Goodyear Economic Development Project Manager Harry Paxton with Goodyear Mayor Georgia Lord at city hall.
(Steve Shadley/ KJZZ News)
Goodyear Economic Development Project Manager Harry Paxton with Goodyear Mayor Georgia Lord at city hall.

The aerospace company Lockheed Martin has almost completely closed its facility in Goodyear. About 600 workers are affected but Goodyear city officials see the shutdown as an opportunity to grow the local economy.

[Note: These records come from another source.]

PR #1107, opened 2021-02-15
Ks 2021 02 update js

Rineee:
So I tried to find all that needed adjustment when updating A4 after the js refactoring.

I initially wanted to port over [this PR](https://github.com/liqd/a4-meinberlin/pull/3386/files) from mB, but realized that we dont need that here, as we dont have plans and the other map initialization is done in A4, right?

Also not sure about [this PR]([url](https://github.com/liqd/a4-meinberlin/pull/3387/files))? The jQuery wasnt there before and I didnt add it, because polygons seem to work fine..

And finally I am not sure, why the credits dont show for the maps.. they do locally, because they are set explicitly [here](https://github.com/liqd/adhocracy-plus/blob/23611c276e5f3a1ba1ad5b4429359e006b6014b7/adhocracy-plus/config/settings/base.py#L494), but this must be overwritten on the servers somewhere, because there they dont show. Maybe we could have a look together tomorrow @rmader ?

### DIFF
--- a/adhocracy-plus/assets/js/app.js
+++ b/adhocracy-plus/assets/js/app.js
@@ -13,7 +13,7 @@ import '../../../apps/newsletters/assets/dynamic_fields.js'
 // expose react components
 import {
   comments as ReactComments,
-  comments_async as ReactCommentsAsync,
+  commentsAsync as ReactCommentsAsync,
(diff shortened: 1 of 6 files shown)


rmader (approved):
LGTM!

PR #1114, opened 2021-02-16
organisations/sitemaps: Return 404 if organisation does not exist

rmader:
This avoids 500 errors when search engines rescan projects of deleted
organisations.

Closes https://sentry.liqd.net/organizations/liqd/issues/1272/


fuzzylogic2000 (approved):
Nice! That's where that error came from!

PR #1126, opened 2021-02-24
apps/notifications: Handle non-existing organisatiov in project delete

rmader:
Fixes https://github.com/liqd/adhocracy-plus/issues/1124

Note: if the organization was deleted, there won't be any email send - as there are no initiators any more


fuzzylogic2000 (approved):
Yes, that does work!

Lockheed Martin has been a fixture in Arizona for decades, but last year the firm announced it will close its Goodyear plant in 2015.  Efforts to reduce federal spending at the Pentagon are partly responsible. 

"As our customers are facing budget cuts at the same time they are facing increasingly complex mission demands…we’re working to help them do more with less, which means finding ways to make our operations work more efficiently and reduce our costs,” said Christine Courard with Lockheed’s Defense and Intelligence Solutions division.

There is some good news, last summer Lockheed announced it will keep about 50 jobs in Goodyear. They’ll work with the company’s Flight Operations Group and Synthetic Aperture Radar program. But, that still left about 550 Lockheed employees in Goodyear looking for work.

“A number of those have either moved to Littleton, Colorado or Valley Forge, Pennsylvania or other Lockheed locations. Many have already found other employment in the Goodyear and Phoenix area," Courard said.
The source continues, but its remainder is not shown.